Die Sicherheitsfirma Fortinet FortiGuard Labs hat eine neue Angriffskampagne dokumentiert, die zeigt, wie nordkoreanische Hacker Plattformen wie GitHub zweckentfremden. Die LNK-Dateien dienen als Einstiegspunkt und laden zunächst ein Täuschungs-PDF sowie ein PowerShell-Skript herunter. Während das Dokument dem Opfer angezeigt wird, agiert das Skript im Verborgenen.

Das PowerShell-Skript führt zunächst Sicherheitschecks durch und sucht nach Indikatoren für virtuelle Maschinen, Debugger und Forensik-Tools. Werden solche Prozesse erkannt, beendet sich das Skript sofort. Andernfalls extrahiert es ein VBScript und etabliert Persistenz durch geplante Aufgaben, die das Payload alle 30 Minuten in verstecktem Modus ausführen.

Besonders bemerkenswert ist die Verwendung von GitHub: Das Skript exfiltriert Systeminformationen in ein Repository unter dem Account „motoralis” und nutzt dabei ein hart codiertes Access-Token.
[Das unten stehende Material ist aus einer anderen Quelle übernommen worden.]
PR #352, opened 2024-05-30
mixin-backports - Update smarty adapters to v1.0.3

totten:
Port https://github.com/civicrm/civicrm-core/pull/30281

### DIFF
--- a/mixin-backports.php
+++ b/mixin-backports.php
@@ -95,18 +95,18 @@ return [
   ],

Weitere identifizierte GitHub-Accounts lauten „God0808RAMA”, „Pigresy80”, „entire73”, „pandora0009” und „brandonleeodd93-blip”. Der Angreifer parst daraufhin eine spezifische Datei im selben Repository, um zusätzliche Module oder Anweisungen abzurufen.

Fortinet ordnet die Kampagne der nordkoreanischen Hackergruppe Kimsuky zu, die bereits früher mit dem RAT Xeno und dessen Variante MoonPeak in Verbindung gebracht wurde. Zeitgleich dokumentierte die südkoreanische Sicherheitsfirma AhnLab eine ähnliche LNK-basierte Infektionskette, die diesmal in einem Python-basierten Backdoor mündet. Diese Variante nutzt Dropbox als C2-Kanal und laden ZIP-Fragment-Dateien von „quickcon[.]store” herunter.
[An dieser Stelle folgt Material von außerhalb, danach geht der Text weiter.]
PR #362, opened 2024-09-13
Default to version 1.0.0 instead of 1.0

mlutfy:
I would like to recommend that people use `x.y.z` as versions numbers, instead of `x.y`. For now, it's just a recommendation. It makes it easier use composer (which requires semantic versioning).

Related discussion:

- https://lab.civicrm.org/documentation/docs/dev/-/merge_requests/1197#note_170192
- https://lab.civicrm.org/infra/extdir/-/issues/7


colemanw:
This looks good to me @totten ✅

totten:
Yup, +1 for encouraging SemVer

PR #364, opened 2024-09-18
Convert $attributes['multiple'] to boolean

colemanw:
Just makes more sense this way.


totten:
Cool, that makes sense to me. 👍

Ein weiterer Befund betrifft ScarCruft, eine weitere nordkoreanische Hackergruppe, die verstärkt HWP-OLE-Dropper (Hangul Word Processor) einsetzt, um RokRAT auszuliefern. Das Malware-Objekt ist als OLE-Objekt im Dokument eingebettet und wird durch DLL-Sideloading ausgeführt.
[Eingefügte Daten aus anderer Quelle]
PR #366, opened 2024-09-19
Update references from extension aliases to the CRM_Core_Extension

eileenmcnaughton:
Prior to CiviCRM 5.52 we threw a mismash of these extensions. They all had to work everywhere because it was unpredictable. In 5.52 we made the API_Exception and CiviCRM_Api3_Exception aliases of CRM_Core_Exception. However, on the off chance people are creating extensions for really old civi versions with the latest civix it would still be handled on those older versions (we were always throwing CRM_Core_Exception all over the show)

### DIFF
--- a/src/CRM/CivixBundle/Resources/views/Code/api.php.php
+++ b/src/CRM/CivixBundle/Resources/views/Code/api.php.php
@@ -26,7 +26,7 @@ function _<?php echo $apiFunction ?>_spec(&$spec) {
  *
  * @see civicrm_api3_create_success
  *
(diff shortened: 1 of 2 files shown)


totten:
Yeah, I think this works. 👍 

The templates affected here are like demonstrative code (*some soft `@throws` and some illustrations of "how you might use an exception"*) rather than "central glue affecting all handling of exception".  Even if there are some existing extensions/historical versions which treat `API_Exception` and `CRM_Core_Exception` differently... it doesn't really affect the quality of the demonstration.

PR #737, opened 2020-07-09
feat: add support for large durations in seconds

### LINKED ISSUE #731: ISO Duration with 10 digits seconds cannot be parsed as ISO 8601
### Steps to reproduce

```js
const duration = luxon.Duration.fromISO('PT1000000000S')
console.log(duration.invalid)
```

### Current Result

```
Object {
  explanation: "the input 'PT1000000000S' can't be parsed as ISO 8601",
  reason: "unparsable",
  toMessage: function(){return this.explanation?this.reason+": "+this.explanation:this.reason}
}
```

### Expected Result

```js
null
```

### Details

`Duration.fromISO(isoDurationString)` cannot parse an ISO Duration that has seconds with 10 or more leading digits (eg. 'PT1000000000S').

Unfortunately this is the kind of format that `DateTime.fromISO(isoDateString).diffNow().negate().toISO()` produces.

See this Codepen for a minimal example:

https://codepen.io/visualjerk/pen/rNxpVBW

visualjerk:
Closes #731


icambron:
Looks good. I'll release this very soon.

Wie Sicherheitsforscherin Cara Lin erklärte, nutzen diese Angreifer gezielt Windows-Bordmittel statt komplexer Custom-Malware. Durch minimale PE-Dateien und die Nutzung von LolBins erreichen sie niedrige Erkennungsraten bei breiter Zielgruppe. Diese Entwicklung unterstreicht die wachsende Raffinesse nordkoreanischer Cyber-Operationen.